**Records provided**
PR #7041, opened 2020-09-16
[DQT] Performance fix for load query and fix vars exceed on save

maltheism:
## Brief summary of changes

Found by @pierre-p-s when lots of fields are saved. Performance part was found once we got passed that and attempted to load the saved query.

1. Visit DQT
2. Add many fields
3. Save and see if everything is okay.
4. Attempt to load query after browser refresh.


pierre-p-s:
It works. Solves the error: "PHP Warning:  Unknown: Input variables exceeded 1000."

modules/dqt/ajax/datadictionary.php
```diff
@@ -43,18 +43,23 @@
             "endkey"   => "[\"$category\", \"ZZZZZZZZ\"]",
         ]
     );
-} else if (isset($_REQUEST['key']) && $_REQUEST['key']) {
-    $key = explode('%2C', urlencode($_REQUEST['key']));
+} else if (isset($_REQUEST['keys']) && $_REQUEST['keys']) {
+    $keys    = json_decode($_REQUEST['keys']);
+    $results = [];
```
zaliqarosli, line 48: $results is already defined as empty array above
```suggestion

```

modules/dqt/ajax/datadictionary.php
```diff
@@ -43,18 +43,23 @@
...
+        $query = $cdb->queryView(
+            "DQG-2.0",
+            "datadictionary",
+            [
+                "reduce" => "false",
+                "key"    => "[\"$key[0]\",\"$key[1]\"]",
+            ]
+        );
+
+        array_push($results, $query[0]);
```
zaliqarosli, line 61: just wanna check that it should be $query[0] instead or just $query, which was how the results were being used in the deleted code on the left here for the case where there's only 1 key

maltheism: Hi @zaliqarosli, please manually test if you're concerned because that change is from the logic change for fixing the performance problem. No data is lost that I've aware about and the filter & fields will load for the DQT to function from the tests I did.

maltheism: Hi @zaliqarosli & @pierre-p-s, I went and took a few screen shots of before and after to help illustrate what I did in the past. Basically, I cleaned up the data being sent back to the frontend and also note that the frontend was modified to not require many requests but just one. So the $query[0] is part of the improvement.

Before:
before


After:
after

zaliqarosli (approved):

**Exercise requirements**
Looking at the material above, count the lines containing the string "keys" and reply with the count alone.

**Exercise solution**
2